Gli amici miei in gazzarra lo vogliono sentire ed io lo recito loro, con il gesto apposito e l’enfasi necessaria:


“Se voi siete stecchetti, o passanti,
qui davanti la casta dimora
rimanete, con timpani e canti,
tutti quanti, o passanti, lung’ora;

e pregate, con urla, con pianti,
o stecchetti, finchè venga fuora
e rimpolpi vostr’ossa crocchianti
una ben corpulenta signora!

Giù con ambo le mani e i ginocchi,
che nessuno la guardi e la tocchi;
ch’ella tutta la polpa vi dia

che le cresce davanti e di dria!
Vedi?
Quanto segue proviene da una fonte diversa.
PR #227, opened 2015-08-19
Specify time limit operation on a mongodb cursor

ne0h12:
Termination processing operation if the associated cursor exceeds its allotted time limit. It is beneficial when PHP driver goes on timeout (by default 30 seconds). As a results mongodb keep health on highload projects because of not performing not needed operations.

Thanks. Sorry for my english.

### DIFF
--- a/lib/Doctrine/MongoDB/Cursor.php
+++ b/lib/Doctrine/MongoDB/Cursor.php
@@ -78,6 +78,7 @@ class Cursor implements CursorInterface
     protected $sort;
     protected $tailable;
     protected $timeout;
+    protected $maxTimeMS;
 
     /**
      * Constructor.
@@ -661,6 +662,22 @@ class Cursor implements CursorInterface
     {
         $this->timeout = (integer) $ms;
         $this->mongoCursor->timeout($ms);
+        return $this;
+    }
+
+    /**
+     * Wrapper method for MongoCursor::maxTimeMS().
+     *
+     * @see http://php.net/manual/en/mongocursor.maxtimems.php
+     * @param integer $ms
+     * @return self
+     */
+    public function maxTimeMS($ms)
+    {
+        if (version_compare(phpversion('mongo'), '1.5.0', '>=')) {
+            $this->maxTimeMS = (integer)$ms;
+            $this->mongoCursor->maxTimeMS((integer)$ms);
+        }
         return $this;
     }
 
--- a/lib/Doctrine/MongoDB/Cursor.php
+++ b/lib/Doctrine/MongoDB/Cursor.php
@@ -509,6 +509,9 @@ class Cursor implements CursorInterface
         if ($this->timeout !== null) {
             $this->mongoCursor->timeout($this->timeout);
         }
+        if ($this->maxTimeMS !== null) {
+            $this->mongoCursor->maxTimeMS($this->maxTimeMS);
+        }
     }
 
     /**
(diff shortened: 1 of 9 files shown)


lib/Doctrine/MongoDB/CursorInterface.php
```diff
@@ -253,4 +253,13 @@ public function tailable($tail = true);
...
     public function timeout($ms);
+
+    /**
+     * Wrapper method for MongoCursor::maxTimeMS().
+     *
+     * @see http://php.net/manual/en/mongocursor.maxtimems.php
+     * @param integer $ms
+     * @return self
+     */
+    public function maxTimeMS($ms);
```
jmikola: @alcaeus: We may have shot ourselves in the foot here, but AFAIK we cannot add a new method to the interface without bumping to a new major version. This has come up with the collection interfaces in Doctrine Common before.

/cc @Ocramius

alcaeus: Technically speaking, yes. This is a BC break and thus would force us to go 2.0. I'm kicking myself now for not catching all methods that were added in the 1.5 driver.

ne0h12:
@jmikola why Scrutinizer says that checks failed, but when I opening details, then I do not see the errors ? What am i doing wrong ? Thank.

jmikola:
@ne0h12: I'm not sure what happened with Scrutinizer, but I wouldn't worry too much about it.

lib/Doctrine/MongoDB/Cursor.php
```diff
@@ -665,6 +669,22 @@ public function timeout($ms)
...
+     * @param integer $ms
+     * @return self
+     */
+    public function maxTimeMS($ms)
+    {
+        if (version_compare(phpversion('mongo'), '1.5.0', '>=')) {
+            $this->maxTimeMS = (integer)$ms;
+            $this->mongoCursor->maxTimeMS((integer)$ms);
+        }
+        return $this;
```
jmikola: @ne0h12: The most compatible solution would be to call [`MongoCursor::addOption('$maxTimeMS', $ms)`](http://us2.php.net/manual/en/mongocursor.addoption.php) here.

lib/Doctrine/MongoDB/CursorInterface.php
jmikola: @ne0h12: Unfortunately, this needs to be removed. We cannot add new interface methods without bumping a major version.

tests/Doctrine/MongoDB/Tests/CursorTest.php
```diff
@@ -381,6 +381,44 @@ public function testRecreate()
         $cursor->recreate();
     }
 
+    public function testSetMaxTimeMSWhenRecreateCursor()
+    {
+        if (version_compare(phpversion('mongo'), '1.5.0', '<')) {
+            $this->markTestSkipped('This test is not applicable to driver versions < 1.5.0');
```
jmikola: If we use `addOption()`, I think we can run this test on any driver version with appropriate mock changes.

jmikola:
@alcaeus: Note, this also needs to go into master (it was rightfully opened against it) since we're adding new builder methods.

lib/Doctrine/MongoDB/CursorInterface.php
ne0h12: Ok, I removed it

alcaeus:
@jmikola I agree.

alcaeus:
Closed manually in https://github.com/doctrine/mongodb/commit/7b4d519bdf28289a49545ee804fb62ed99ddd1b2. Thanks!

PR #258, opened 2026-06-19
fix(reducer): skip null/undefined entries before coerceMessageLikeToMessage

cosmic-fire-eng:
`messagesStateReducer` maps both input arrays through `coerceMessageLikeToMessage` without first checking for null/undefined entries. When a provider emits an empty or partial stream chunk, that entry arrives as `undefined`, and `coerceMessageLikeToMessage` throws `Cannot read properties of undefined (reading 'role')`, which crashes the LangGraph run.

We hit this consistently on tool-heavy runs with certain providers. Filtering out null/undefined before coercion is a minimal, defensive fix that preserves message order and leaves all existing behavior (id assignment, REMOVE_ALL handling, merge/dedupe) untouched.

Refs LibreChat Discussion #12284.

### DIFF
--- a/src/messages/reducer.spec.ts
+++ b/src/messages/reducer.spec.ts
@@ -1,0 +1,32 @@
+import { HumanMessage } from '@langchain/core/messages';
+import { messagesStateReducer } from './reducer';
+
+describe('messagesStateReducer', () => {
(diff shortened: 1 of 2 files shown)


danny-avila:
@codex review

Pure il mio corpo s’umilia,
o, rimpolpami, grassa Cecilia!”


E si ride, si ride, e si uniscono a noi, forse perchè il riso è attaccaticcio, i montisti che ci hanno ceduta parte della baita, e il cane, anche quello forse per compagnia, abbaia, scodinzola e su in cielo romba il tuono.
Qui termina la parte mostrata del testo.